简体繁体 English

两个 Spark 结构化流作业无法写入相同的基本路径

[英]Two Spark structured streaming jobs cannot write to same base path

原文 2020-01-17 09:05:01 8 1 apache-spark/ spark-streaming/ spark-structured-streaming

Spark Structured Streaming doesn't allow two structured streaming jobs to write data to the same base directory which is possible with using dstreams. Spark Structured Streaming 不允许两个结构化流作业将数据写入同一个基本目录，这可以通过使用 dstreams 实现。

As _spark_metadata directory will be created by default for one job, second job cannot use the same directory as base path as already _spark_metadata directory is created by other job, It is throwing exception.由于 _spark_metadata 目录将默认为一个作业创建，第二个作业不能使用与基本路径相同的目录，因为其他作业已经创建了 _spark_metadata 目录，它抛出异常。

Is there any workaround for this, other than creating separate base path's for both the jobs.除了为两个作业创建单独的基本路径之外，是否有任何解决方法。

Is it possible to create the _spark_metadata directory else where or disable without any data loss.是否可以在其他位置创建 _spark_metadata 目录或禁用而不会丢失任何数据。

If I had to change the base path for both the jobs, then my whole framework will get impacted, So i don't want to do that.如果我必须更改两个作业的基本路径，那么我的整个框架都会受到影响，所以我不想这样做。

1 个解决方案

No, changing the metadata directory name or location is not possible yet.不，尚无法更改元数据目录名称或位置。 You can refer to this link for more information.您可以参考此链接了解更多信息。

Could you eleborate why you will have to change model of your project for changing a path.您能否详细说明为什么必须更改项目模型才能更改路径。 Is the path hardcoded?路径是硬编码的吗？ Or are you reading this data in a particular manner no that would be affected?或者您是否以特定方式读取这些数据，不会受到影响？

Edit 1: You can use Partitions here.编辑 1：您可以在此处使用分区。 Example, if the data is stored as parquet you can have partitions in you base path.例如，如果数据存储为镶木地板，您可以在基本路径中进行分区。 You can add a column "src" that has source of data, like SW1 for Stream writer 1 and SW2 for Stream Writer 2.您可以添加具有数据源的列“src”，例如用于 Stream writer 1 的 SW1 和用于 Stream Writer 2 的 SW2。
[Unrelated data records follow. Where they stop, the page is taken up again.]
Issue #554, opened 2025-09-02
latest cbor versions can cause build failure (IEC-361)


psilva-dsr:
### Answers checklist.

- [x] I have read the component documentation [ESP-IDF Components](https://components.espressif.com) and the issue is not addressed there.
- [x] I am using target and esp-idf version as defined in component's idf_component.yml
- [x] I have searched the [issue tracker](https://github.com/espressif/idf-extra-components/issues?q=is%3Aissue) for a similar issue and not found any related issue.

### Which component are you using? If you choose Other, provide details in More Information.

cbor

### ESP-IDF version.

v5.4.1

### Development Kit.

Custom board

### Used Component version.

0.6.1~1

### More Information.

issue due to this commit:
https://github.com/espressif/idf-extra-components/commit/cc9d1d8a1a8a2f387b3786ccf8c8ee0fa855b74f

and behavior of `target_compile_options`: https://cmake.org/cmake/help/latest/command/target_compile_options.html#option-de-duplication

`option-de-duplication` means that when there are multiple `target_compile_options` using "--include" "-file-", only one "--include" statement will be generated, resulting in: "--include" "-file-" "-file-"

in my project, I have cbor and memfault, with both using `target_compile_options` for "--include"

possible fix:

These will have below paths in hdfs:这些将在 hdfs 中具有以下路径：

<base-path>/src=SW1 <基本路径>/src=SW1
<base-path>/src=SW2 <基本路径>/src=SW2

Now your each job can directly write to their corresponding partition and your other jobs can continue reading from base path.现在您的每个作业都可以直接写入其对应的分区，而您的其他作业可以继续从基本路径读取。